All of the data below should be written out again exactly.

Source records
* * * * * * * * *
PR #941, opened 2021-07-20
ADCM-1855 API based login in general UI tests

Sealwing:


Sealwing:
bender test

tests/conftest.py
```diff
@@ -211,6 +213,18 @@ def bundle_archive(request, tmp_path):
     return _pack_bundle(request.param, tmp_path)
 
 
+@pytest.fixture(scope="function")
```
dgusakov, line 216: Add allure.title decorator with human-readable fixture name

tests/ui_tests/test_numbers.py
```diff
@@ -20,7 +20,7 @@
 
 
 @parametrize_by_data_subdirs(__file__, 'bundles')
-def test_number_validation(sdk_client_fs: ADCMClient, path, app_fs, login_to_adcm):
+def test_number_validation(sdk_client_fs: ADCMClient, path, app_fs, api_auth_to_adcm):
```
dgusakov, line 23: Replace other occurrences of `login_to_adcm` fixture.
Also rename fixture `login_to_adcm` to `login_to_adcm_over_ui` for the further strict separation of `login_to_adcm_over_ui` and new fixture

tests/conftest.py
```diff
@@ -211,6 +213,18 @@ def bundle_archive(request, tmp_path):
...
+def api_auth_to_adcm(app_fs, adcm_credentials):
```
dgusakov, line 217: rename to `login_to_adcm_over_api`

dgusakov (changes requested):

tests/conftest.py
Sealwing: done

tests/ui_tests/test_numbers.py
Sealwing: done

dgusakov (approved):

tests/ui_tests/test_numbers.py
```diff
@@ -56,8 +56,8 @@ def test_number_in_range_values(
         assert config.save_button_status()
 
 
-def test_float_in_integer_field(sdk_client_fs: ADCMClient, app_fs, login_to_adcm):
-    _ = login_to_adcm
+def test_float_in_integer_field(sdk_client_fs: ADCMClient, app_fs, login_to_adcm_over_api):
+    _ = login_to_adcm_over_api
```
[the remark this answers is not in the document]
Sealwing: Who knows... Looks like pylint avoider, should be removed

dgusakov (dismissed):

madlabman (approved):

Sealwing:
Investigate fail with tests where Configuration class is in play
Before Merge

grey-kristy (approved):

dgusakov (approved):

Sealwing:
bender test

Sealwing:
bender build

BenderArenadata:
Hey, @Sealwing! Build has been launched!

tests/ui_tests/app/app.py
```diff
@@ -41,6 +41,8 @@ def __init__(self, browser="Chrome"):
         self.opts.add_argument("--start-maximized")
         self.opts.add_argument("--enable-logging")
         self.opts.add_argument("--enable-automation")
+        if browser == "Chrome":
+            self.opts.add_argument("--window-size=1366,768")
```
madlabman, line 45: So why we have [`set_window_size`](https://github.com/arenadata/adcm/blob/423004f3ae58a8e6dc947b87e720b566989a20d7/tests/ui_tests/app/app.py#L72) below?

Sealwing: @annademina
Do we need it now for some reason?
I didn't test it without `set_window_size` in non-headless mode, so not sure how does it affect debug

annademina: as I remember we decided to set this window size to check if there are any problems with the website layout? Not only because of popups and etc.

Sealwing: The thing is that we have 2 lines that setting window size:
- this one sets it via options (and works in headless mode)
- the one that @madlabman mentioned comes after this one and sets resolution via .set_window_size method that works in non-headless mode, but seems to have no effect on headless one, at least for Chrome

Maybe it works with Firefox (but as I know it's about 1366x768 by default in headless)

Sealwing: We'll test it against Firefox and remove it if it's required no more.
Just not as part of current PR.

madlabman: I suggest to keep the wider one (by driver options).

Sealwing: done.
added same for Firefox

madlabman (approved):

dgusakov (approved):

annademina (approved):

PR #943, opened 2021-07-21
ADCM-1880, ADCM-1882, ADCM-1886 provide specs + fixes

AKhodus:


acmnu:
Cancel this activity because everything goes to wiki now.

PR #947, opened 2021-07-23
ADCM-1934 Fix bug with unlimited username

SofiaTal:
Fix bug with too long user name on user managment page in adcm. Add Error message discribes users their mistake in case of extra long username.


python/api/user/serializers.py
```diff
@@ -65,14 +66,22 @@ class GroupDetailSerializer(GroupSerializer):
...
     change_password = hlink('user-passwd', 'username', 'username')
     change_role = hlink('change-user-role', 'username', 'username')
     is_superuser = serializers.BooleanField(required=False)
 
+    def validate_username(self, name):
+        if len(name) > MAX_NAME_LENGTH:
+            raise AdcmEx(
+                'LONG_NAME',
+                f'Username is too long, up to {MAX_NAME_LENGTH} symbols required',
+            )
```
dgusakov, line 82: Need to make this error readable at UI
Screenshot 2021-07-27 at 11 48 34

dgusakov (changes requested):

python/api/user/serializers.py
SofiaTal: Fixed in last commit

dgusakov (approved):
Tested. The bug is fixed.

PR #949, opened 2021-07-23
ADCM-1844_4 add network waiting

annademina:
What has been changed and why:
1) now a new tab is opened exactly for the test (there were versions with no new tab opening and opening a new tab on the stage of the previous test running).
2) added waiting for config. without this waiting, there was an unexpected redirection to the greeting page when this config is finally loaded.


tests/ui_tests/app/helpers/network.py
```diff
@@ -0,0 +1,77 @@
...
+        ))
+    return result
+
+
+def get_network_log(browser: WebDriver, is_web_doc=True) -> list:
+    network_data = fetch_requests(browser, is_web_doc)
+    return transform_network_log(network_data)
+
+
+@allure.step('Wait for requests to stop')
```
dgusakov, line 68:
```suggestion
@allure.step('Wait for all network requests to stop')
```

tests/ui_tests/app/helpers/network.py
```diff
@@ -0,0 +1,77 @@
...
+@contextmanager
+def wait_all_requests_stop(browser: WebDriver):
+    yield
+
+    def is_stopped():
+        requests_before = get_network_log(browser)
+        time.sleep(1)
+        assert requests_before == get_network_log(browser)
```
dgusakov, line 76: What if the request takes more than 1 second?

tests/ui_tests/app/helpers/network.py
```diff
@@ -0,0 +1,77 @@
...
+            domain=domain,
+            method=method,
+            status=status,
+            status_text=status_text,
+            duration=duration,
+            type=type,
+            url=url,
+            referer=referer
+        ))
+    return result
```
dgusakov, line 60: This code is hardly needed here you add it for some upcoming features? It looks like now it will be faster and easier just to assert a number of lines in the log and not parse it each time

dgusakov (changes requested):

tests/ui_tests/app/helpers/network.py
annademina: removed

tests/ui_tests/app/helpers/network.py
annademina: how long does it necessary to wait&

tests/ui_tests/app/helpers/network.py
annademina: added

Sealwing (approved):

Sealwing (approved):

dgusakov (approved):

PR #950, opened 2021-07-23
`config` field for `ConfigGroup` objects

dgusakov:


dgusakov:
Approves were received in #908

a-alferov (approved):

PR #953, opened 2021-07-29
ADCM-1928 Fix bug with not completely removed directory

SofiaTal:


dgusakov (approved):
I'm not sure about the exact code implementation. From the user side bug is fixed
* * * * * * * * *
RESPONSE –
PR #941, opened 2021-07-20
ADCM-1855 API based login in general UI tests

Sealwing:


Sealwing:
bender test

tests/conftest.py
```diff
@@ -211,6 +213,18 @@ def bundle_archive(request, tmp_path):
     return _pack_bundle(request.param, tmp_path)
 
 
+@pytest.fixture(scope="function")
```
dgusakov, line 216: Add allure.title decorator with human-readable fixture name

tests/ui_tests/test_numbers.py
```diff
@@ -20,7 +20,7 @@
 
 
 @parametrize_by_data_subdirs(__file__, 'bundles')
-def test_number_validation(sdk_client_fs: ADCMClient, path, app_fs, login_to_adcm):
+def test_number_validation(sdk_client_fs: ADCMClient, path, app_fs, api_auth_to_adcm):
```
dgusakov, line 23: Replace other occurrences of `login_to_adcm` fixture.
Also rename fixture `login_to_adcm` to `login_to_adcm_over_ui` for the further strict separation of `login_to_adcm_over_ui` and new fixture

tests/conftest.py
```diff
@@ -211,6 +213,18 @@ def bundle_archive(request, tmp_path):
...
+def api_auth_to_adcm(app_fs, adcm_credentials):
```
dgusakov, line 217: rename to `login_to_adcm_over_api`

dgusakov (changes requested):

tests/conftest.py
Sealwing: done

tests/ui_tests/test_numbers.py
Sealwing: done

dgusakov (approved):

tests/ui_tests/test_numbers.py
```diff
@@ -56,8 +56,8 @@ def test_number_in_range_values(
         assert config.save_button_status()
 
 
-def test_float_in_integer_field(sdk_client_fs: ADCMClient, app_fs, login_to_adcm):
-    _ = login_to_adcm
+def test_float_in_integer_field(sdk_client_fs: ADCMClient, app_fs, login_to_adcm_over_api):
+    _ = login_to_adcm_over_api
```
[the remark this answers is not in the document]
Sealwing: Who knows... Looks like pylint avoider, should be removed

dgusakov (dismissed):

madlabman (approved):

Sealwing:
Investigate fail with tests where Configuration class is in play
Before Merge

grey-kristy (approved):

dgusakov (approved):

Sealwing:
bender test

Sealwing:
bender build

BenderArenadata:
Hey, @Sealwing! Build has been launched!

tests/ui_tests/app/app.py
```diff
@@ -41,6 +41,8 @@ def __init__(self, browser="Chrome"):
         self.opts.add_argument("--start-maximized")
         self.opts.add_argument("--enable-logging")
         self.opts.add_argument("--enable-automation")
+        if browser == "Chrome":
+            self.opts.add_argument("--window-size=1366,768")
```
madlabman, line 45: So why we have [`set_window_size`](https://github.com/arenadata/adcm/blob/423004f3ae58a8e6dc947b87e720b566989a20d7/tests/ui_tests/app/app.py#L72) below?

Sealwing: @annademina
Do we need it now for some reason?
I didn't test it without `set_window_size` in non-headless mode, so not sure how does it affect debug

annademina: as I remember we decided to set this window size to check if there are any problems with the website layout? Not only because of popups and etc.

Sealwing: The thing is that we have 2 lines that setting window size:
- this one sets it via options (and works in headless mode)
- the one that @madlabman mentioned comes after this one and sets resolution via .set_window_size method that works in non-headless mode, but seems to have no effect on headless one, at least for Chrome

Maybe it works with Firefox (but as I know it's about 1366x768 by default in headless)

Sealwing: We'll test it against Firefox and remove it if it's required no more.
Just not as part of current PR.

madlabman: I suggest to keep the wider one (by driver options).

Sealwing: done.
added same for Firefox

madlabman (approved):

dgusakov (approved):

annademina (approved):

PR #943, opened 2021-07-21
ADCM-1880, ADCM-1882, ADCM-1886 provide specs + fixes

AKhodus:


acmnu:
Cancel this activity because everything goes to wiki now.

PR #947, opened 2021-07-23
ADCM-1934 Fix bug with unlimited username

SofiaTal:
Fix bug with too long user name on user managment page in adcm. Add Error message discribes users their mistake in case of extra long username.


python/api/user/serializers.py
```diff
@@ -65,14 +66,22 @@ class GroupDetailSerializer(GroupSerializer):
...
     change_password = hlink('user-passwd', 'username', 'username')
     change_role = hlink('change-user-role', 'username', 'username')
     is_superuser = serializers.BooleanField(required=False)
 
+    def validate_username(self, name):
+        if len(name) > MAX_NAME_LENGTH:
+            raise AdcmEx(
+                'LONG_NAME',
+                f'Username is too long, up to {MAX_NAME_LENGTH} symbols required',
+            )
```
dgusakov, line 82: Need to make this error readable at UI
Screenshot 2021-07-27 at 11 48 34

dgusakov (changes requested):

python/api/user/serializers.py
SofiaTal: Fixed in last commit

dgusakov (approved):
Tested. The bug is fixed.

PR #949, opened 2021-07-23
ADCM-1844_4 add network waiting

annademina:
What has been changed and why:
1) now a new tab is opened exactly for the test (there were versions with no new tab opening and opening a new tab on the stage of the previous test running).
2) added waiting for config. without this waiting, there was an unexpected redirection to the greeting page when this config is finally loaded.


tests/ui_tests/app/helpers/network.py
```diff
@@ -0,0 +1,77 @@
...
+        ))
+    return result
+
+
+def get_network_log(browser: WebDriver, is_web_doc=True) -> list:
+    network_data = fetch_requests(browser, is_web_doc)
+    return transform_network_log(network_data)
+
+
+@allure.step('Wait for requests to stop')
```
dgusakov, line 68:
```suggestion
@allure.step('Wait for all network requests to stop')
```

tests/ui_tests/app/helpers/network.py
```diff
@@ -0,0 +1,77 @@
...
+@contextmanager
+def wait_all_requests_stop(browser: WebDriver):
+    yield
+
+    def is_stopped():
+        requests_before = get_network_log(browser)
+        time.sleep(1)
+        assert requests_before == get_network_log(browser)
```
dgusakov, line 76: What if the request takes more than 1 second?

tests/ui_tests/app/helpers/network.py
```diff
@@ -0,0 +1,77 @@
...
+            domain=domain,
+            method=method,
+            status=status,
+            status_text=status_text,
+            duration=duration,
+            type=type,
+            url=url,
+            referer=referer
+        ))
+    return result
```
dgusakov, line 60: This code is hardly needed here you add it for some upcoming features? It looks like now it will be faster and easier just to assert a number of lines in the log and not parse it each time

dgusakov (changes requested):

tests/ui_tests/app/helpers/network.py
annademina: removed

tests/ui_tests/app/helpers/network.py
annademina: how long does it necessary to wait&

tests/ui_tests/app/helpers/network.py
annademina: added

Sealwing (approved):

Sealwing (approved):

dgusakov (approved):

PR #950, opened 2021-07-23
`config` field for `ConfigGroup` objects

dgusakov:


dgusakov:
Approves were received in #908

a-alferov (approved):

PR #953, opened 2021-07-29
ADCM-1928 Fix bug with not completely removed directory

SofiaTal:


dgusakov (approved):
I'm not sure about the exact code implementation. From the user side bug is fixed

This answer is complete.